:: Problem details ::
Lines in the data below that contain the word "around" are to be copied.

Dataset entries:
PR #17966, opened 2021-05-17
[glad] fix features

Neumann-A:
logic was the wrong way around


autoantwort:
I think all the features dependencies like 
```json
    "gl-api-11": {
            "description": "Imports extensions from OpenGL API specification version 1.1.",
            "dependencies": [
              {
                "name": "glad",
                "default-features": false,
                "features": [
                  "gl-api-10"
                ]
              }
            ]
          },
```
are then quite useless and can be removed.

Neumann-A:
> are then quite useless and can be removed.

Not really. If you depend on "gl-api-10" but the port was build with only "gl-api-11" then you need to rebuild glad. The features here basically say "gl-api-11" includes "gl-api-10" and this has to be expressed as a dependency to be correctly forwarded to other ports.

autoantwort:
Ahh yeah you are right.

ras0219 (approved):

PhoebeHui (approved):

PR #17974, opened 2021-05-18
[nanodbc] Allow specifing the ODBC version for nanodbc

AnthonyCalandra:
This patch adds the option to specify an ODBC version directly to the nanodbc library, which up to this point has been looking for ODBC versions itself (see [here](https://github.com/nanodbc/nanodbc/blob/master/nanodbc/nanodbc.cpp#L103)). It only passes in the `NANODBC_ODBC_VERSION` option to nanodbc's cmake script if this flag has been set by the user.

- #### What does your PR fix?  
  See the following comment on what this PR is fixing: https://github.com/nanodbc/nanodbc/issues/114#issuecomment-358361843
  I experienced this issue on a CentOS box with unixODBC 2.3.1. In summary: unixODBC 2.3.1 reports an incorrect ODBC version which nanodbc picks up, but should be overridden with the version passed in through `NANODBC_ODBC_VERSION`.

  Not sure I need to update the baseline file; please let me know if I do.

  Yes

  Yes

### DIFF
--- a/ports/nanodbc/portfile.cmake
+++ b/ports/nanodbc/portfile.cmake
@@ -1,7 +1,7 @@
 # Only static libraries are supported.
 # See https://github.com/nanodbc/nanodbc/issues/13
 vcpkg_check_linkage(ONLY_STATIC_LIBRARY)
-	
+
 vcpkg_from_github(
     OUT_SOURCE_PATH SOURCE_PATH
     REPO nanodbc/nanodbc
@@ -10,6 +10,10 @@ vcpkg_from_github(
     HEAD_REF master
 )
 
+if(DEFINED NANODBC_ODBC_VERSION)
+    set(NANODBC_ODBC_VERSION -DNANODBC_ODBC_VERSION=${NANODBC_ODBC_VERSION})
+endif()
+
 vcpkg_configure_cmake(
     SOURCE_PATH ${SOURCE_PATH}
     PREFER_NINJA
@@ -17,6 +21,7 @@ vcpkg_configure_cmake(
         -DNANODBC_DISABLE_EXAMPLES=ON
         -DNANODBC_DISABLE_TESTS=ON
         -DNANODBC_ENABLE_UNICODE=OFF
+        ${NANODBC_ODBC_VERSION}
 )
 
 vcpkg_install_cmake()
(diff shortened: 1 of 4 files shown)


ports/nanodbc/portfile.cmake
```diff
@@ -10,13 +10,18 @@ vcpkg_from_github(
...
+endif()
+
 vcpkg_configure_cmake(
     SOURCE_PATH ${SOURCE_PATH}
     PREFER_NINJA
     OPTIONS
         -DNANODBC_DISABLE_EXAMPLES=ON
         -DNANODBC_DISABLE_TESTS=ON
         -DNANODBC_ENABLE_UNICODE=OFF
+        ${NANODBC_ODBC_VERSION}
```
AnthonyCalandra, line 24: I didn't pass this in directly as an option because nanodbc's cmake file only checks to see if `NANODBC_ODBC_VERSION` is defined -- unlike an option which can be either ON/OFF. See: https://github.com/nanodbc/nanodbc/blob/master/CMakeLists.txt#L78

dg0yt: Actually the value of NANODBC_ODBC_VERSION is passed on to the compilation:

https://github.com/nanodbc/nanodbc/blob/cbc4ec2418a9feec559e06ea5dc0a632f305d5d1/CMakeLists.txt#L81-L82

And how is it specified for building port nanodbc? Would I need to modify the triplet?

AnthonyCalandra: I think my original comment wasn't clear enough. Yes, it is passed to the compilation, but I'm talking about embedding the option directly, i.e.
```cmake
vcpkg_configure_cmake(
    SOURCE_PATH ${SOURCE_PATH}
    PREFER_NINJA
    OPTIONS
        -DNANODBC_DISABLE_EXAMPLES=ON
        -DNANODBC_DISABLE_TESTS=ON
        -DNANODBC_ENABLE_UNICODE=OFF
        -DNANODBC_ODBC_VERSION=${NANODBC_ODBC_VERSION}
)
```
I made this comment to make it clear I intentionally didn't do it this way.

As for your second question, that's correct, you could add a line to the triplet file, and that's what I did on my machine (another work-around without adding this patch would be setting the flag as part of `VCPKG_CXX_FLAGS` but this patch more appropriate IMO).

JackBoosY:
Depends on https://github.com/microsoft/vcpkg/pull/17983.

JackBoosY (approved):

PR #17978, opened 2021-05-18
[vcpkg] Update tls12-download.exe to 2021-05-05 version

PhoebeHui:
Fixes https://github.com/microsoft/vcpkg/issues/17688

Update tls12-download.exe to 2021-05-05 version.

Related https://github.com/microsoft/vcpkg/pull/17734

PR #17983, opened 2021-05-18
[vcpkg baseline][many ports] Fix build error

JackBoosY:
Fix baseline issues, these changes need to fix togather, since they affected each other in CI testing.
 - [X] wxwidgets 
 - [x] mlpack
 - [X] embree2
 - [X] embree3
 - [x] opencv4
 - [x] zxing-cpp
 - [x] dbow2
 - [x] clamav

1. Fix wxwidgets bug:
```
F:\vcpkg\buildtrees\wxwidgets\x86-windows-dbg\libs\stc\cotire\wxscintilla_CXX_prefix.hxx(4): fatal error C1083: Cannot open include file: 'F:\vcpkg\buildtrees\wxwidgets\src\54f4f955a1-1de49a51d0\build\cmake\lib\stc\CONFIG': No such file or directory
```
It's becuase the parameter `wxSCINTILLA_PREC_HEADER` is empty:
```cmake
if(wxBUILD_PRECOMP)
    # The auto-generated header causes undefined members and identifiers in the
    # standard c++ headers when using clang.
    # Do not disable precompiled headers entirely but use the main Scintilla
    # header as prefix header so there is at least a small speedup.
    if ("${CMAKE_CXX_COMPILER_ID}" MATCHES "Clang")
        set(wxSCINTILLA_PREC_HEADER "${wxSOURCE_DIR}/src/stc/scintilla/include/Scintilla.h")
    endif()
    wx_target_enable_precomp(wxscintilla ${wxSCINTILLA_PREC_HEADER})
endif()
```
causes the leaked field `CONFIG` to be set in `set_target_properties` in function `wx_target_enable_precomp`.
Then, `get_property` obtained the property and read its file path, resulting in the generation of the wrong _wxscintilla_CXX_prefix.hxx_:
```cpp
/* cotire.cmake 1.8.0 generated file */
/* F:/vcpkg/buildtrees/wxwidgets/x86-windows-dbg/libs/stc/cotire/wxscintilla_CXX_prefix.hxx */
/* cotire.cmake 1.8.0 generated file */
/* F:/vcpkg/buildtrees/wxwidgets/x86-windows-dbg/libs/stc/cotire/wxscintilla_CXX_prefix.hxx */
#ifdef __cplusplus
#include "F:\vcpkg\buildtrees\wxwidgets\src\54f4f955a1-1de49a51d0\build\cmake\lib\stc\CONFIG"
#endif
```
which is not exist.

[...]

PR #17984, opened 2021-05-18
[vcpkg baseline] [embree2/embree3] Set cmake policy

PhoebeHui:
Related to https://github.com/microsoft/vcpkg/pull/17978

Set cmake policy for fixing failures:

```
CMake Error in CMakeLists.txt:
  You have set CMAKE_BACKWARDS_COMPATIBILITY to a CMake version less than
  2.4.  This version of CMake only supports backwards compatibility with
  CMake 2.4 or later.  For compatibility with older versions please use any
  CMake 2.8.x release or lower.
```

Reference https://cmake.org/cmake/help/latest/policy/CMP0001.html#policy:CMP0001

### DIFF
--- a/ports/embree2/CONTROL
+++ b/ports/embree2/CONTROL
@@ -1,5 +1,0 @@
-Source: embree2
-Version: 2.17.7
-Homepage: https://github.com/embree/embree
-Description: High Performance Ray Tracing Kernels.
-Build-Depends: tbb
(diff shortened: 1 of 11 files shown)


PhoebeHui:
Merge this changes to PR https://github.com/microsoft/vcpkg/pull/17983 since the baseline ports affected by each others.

:: Answer to this task ::
logic was the wrong way around
As for your second question, that's correct, you could add a line to the triplet file, and that's what I did on my machine (another work-around without adding this patch would be setting the flag as part of `VCPKG_CXX_FLAGS` but this patch more appropriate IMO).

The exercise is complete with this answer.